Lab 11 (5 points)
CS550, Operating Systems
Caching
Name:
_____________________________________________
To submit this assignment, you may copy and paste parts of the
assignment into a text editor such as nano, vi, notepad, MS Word,
OpenOffice Writer, etc. Zip any code and scripts you create
showing the output of your solutions, and submit the zip file to
the dropbox for lab 11. Be sure to include a text document
including any written/typed/graphed results. You may work with a
partner on this lab, but each person must submit his/her own
solution.
The following lab is based in part upon labs provided at the CUDA
and C++ 11 sessions from the SC13 conference. Within this lab,
you will work with a matrix multiplication program and learn about
the effects of data locality within the CPU cache, and how this may
be indirectly affected depending upon the order in which data is
accessed.
Within this lab, you will test scaling and caching by using matrix
multiplication.
Download the files at the following link.

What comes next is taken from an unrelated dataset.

PR #1160, opened 2025-12-18
[WIP] use ajv to validate YAML files

datho7561:
### What does this PR do?
Validate YAML against its schema with ajv instead of our validator.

Review the batch file provided below.
#!/bin/bash
#SBATCH -A TG-SEE120004
#SBATCH -n 16
#SBATCH -J matMult
#SBATCH -o mm.o%j
#SBATCH -p development
#SBATCH -t 00:15:00
echo 'Starting job'
ibrun mmnf.exe 5000
echo 'Completed job'
1. What are the command line parameters provided in this batch file?

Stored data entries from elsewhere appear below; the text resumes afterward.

PR #1165, opened 2026-01-15
Fix loading translations when running on web

datho7561:
### What does this PR do?
1. Move the calls to read to the translations from the filesystem to the node-specific code. This prevents the crash when attempting to start the extension using a web worker, since the node-specific methods aren't used.
2. When running as a web worker, receive the translations through the message passing mechanism, then configure the translations before starting the language server. This is the mechanism that VS Code's JSON extension uses to configure translations when running as a web worker.
3. Use the English translation instead of an id in the calls to `l10n.t()`. VS Code's tools to load translations don't load translations if the language is English. This could also be helpful if loading the English translations fails.

Fixes https://github.com/redhat-developer/vscode-yaml/issues/1191

### Is it tested? How?
Manually. I'm hoping to write some smoke tests for running as a web worker in vscode-yaml.

### DIFF
--- a/src/languageservice/services/validation/yaml-style.ts
+++ b/src/languageservice/services/validation/yaml-style.ts
@@ -22,7 +22,7 @@ export class YAMLStyleValidator implements AdditionalValidator {
         result.push(
           Diagnostic.create(
             this.getRangeOf(document, node.srcToken),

2. What do you think the echo command does?
Review the two C programs provided in the zip file.
3. What is the purpose of the code in each file?
4. What design pattern is used within the code?
5. What data is sent in each process?
6. What data is received in each process?
7. Are all of these data transfers necessary? Explain.
8. Compile and run the code on Stampede using the batch scripts
provided. Record the run time of your results.
9. Modify the number of cores used to 16, 32, 128, 256, and
512. Record and graph these run times vs the number of
processors, including the results from problem 8.
10. Explain the results. Consider caching and data locality in
your answer. Hint: consider the difference in memory location
between matrix data in the same row - A[i][j] and A[i][j+1] vs
matrix data in the same column A[i+1][j] and A[i][j]. In which
case would both values likely be pulled into cache?